Check every line below for the word "have" and show those that hold it.

===== Dataset records =====

PR #414, opened 2021-04-29
chore: optimize the apisix cluster processing

tokers:
The processing for the apisix cluster was optimized, so it can be easier to implement the multiple clusters support in the future.

### DIFF
--- a/pkg/config/config.go
+++ b/pkg/config/config.go
@@ -78,8 +78,18 @@ type KubernetesConfig struct {
 
 // APISIXConfig contains all APISIX related config items.
 type APISIXConfig struct {
-	BaseURL string `json:"base_url" yaml:"base_url"`
+	// DefaultClusterName is the name of default cluster.
+	DefaultClusterName string `json:"default_cluster_name"`
+	// DefaultClusterBaseURL is the base url configuration for the default cluster.
+	DefaultClusterBaseURL string `json:"default_cluster_base_url" yaml:"default_cluster_base_url"`
+	// DefaultClusterAdminKey is the admin key for the default cluster.
 	// TODO: Obsolete the plain way to specify admin_key, which is insecure.
+	DefaultClusterAdminKey string `json:"default_cluster_admin_key" yaml:"default_cluster_admin_key"`
+	// BaseURL is same to DefaultClusterBaseURL.
+	// Deprecated: use DefaultClusterBaseURL instead.
+	BaseURL string `json:"base_url" yaml:"base_url"`
+	// AdminKey is same to DefaultClusterAdminKey.
+	// Deprecated: use DefaultClusterAdminKey instead.
 	AdminKey string `json:"admin_key" yaml:"admin_key"`
 }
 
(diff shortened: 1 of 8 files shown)


pkg/ingress/controller.go
```diff
@@ -318,17 +318,17 @@ func (c *Controller) run(ctx context.Context) {
 	c.metricsCollector.ResetLeader(true)
 
 	err := c.apisix.AddCluster(&apisix.ClusterOptions{
-		Name:     "",
-		AdminKey: c.cfg.APISIX.AdminKey,
-		BaseURL:  c.cfg.APISIX.BaseURL,
+		Name:     c.cfg.APISIX.DefaultClusterName,
+		AdminKey: c.cfg.APISIX.DefaultClusterAdminKey,
+		BaseURL:  c.cfg.APISIX.DefaultClusterBaseURL,
```
tao12345666333, line 323: Is this a breaking change?

pkg/config/config.go
```diff
@@ -78,8 +78,18 @@ type KubernetesConfig struct {
...
+	// DefaultClusterName is the name of default cluster.
+	DefaultClusterName string `json:"default_cluster_name"`
+	// DefaultClusterBaseURL is the base url configuration for the default cluster.
+	DefaultClusterBaseURL string `json:"default_cluster_base_url" yaml:"default_cluster_base_url"`
+	// DefaultClusterAdminKey is the admin key for the default cluster.
 	// TODO: Obsolete the plain way to specify admin_key, which is insecure.
+	DefaultClusterAdminKey string `json:"default_cluster_admin_key" yaml:"default_cluster_admin_key"`
+	// BaseURL is same to DefaultClusterBaseURL.
+	// Deprecated: use DefaultClusterBaseURL instead.
+	BaseURL string `json:"base_url" yaml:"base_url"`
```
tao12345666333, line 90: Should we have a deprecation policy?  e.g. when to actually remove it.

pkg/ingress/controller.go
tokers: Not really, we still reserve `BaseURL` and `AdminKey`.

pkg/config/config.go
tokers: What about:

```
// Deprecated: use DefaultClusterBaseURL instead, BaseURL will be removed once v1.0.0 is released.
```

tao12345666333: SGTM.

tokers: Changed.

tokers: Changed.

gxthrj:
I have two questions.
How to configure multi-clusters ?  
How to match cluster `name` and `admin url` and `key`.

tokers:
> I have two questions.
> How to configure multi-clusters ?
> How to match cluster `name` and `admin url` and `key`?

Not in this PR.

gxthrj:
> > I have two questions.
> > How to configure multi-clusters ?
> > How to match cluster `name` and `admin url` and `key`?
> 
> Not in this PR. See the issue description, multiple-clusters will be supported in the future, this PR is just one of the prerequisites.

It is difficult to set up a multi-cluster according to the current configuration. 

The user modified the configuration according to `defaultxxx` this time, and the next time the multi-cluster is actually configured, it will be modified again. 

It is hoped that this modification can finalize the configuration file structure.

gxthrj:
Got it, with `ApisixClusterConfig` CRD .

gxthrj (approved):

=====

Exercise result.
tao12345666333, line 90: Should we have a deprecation policy?  e.g. when to actually remove it.
I have two questions.
> I have two questions.
> > I have two questions.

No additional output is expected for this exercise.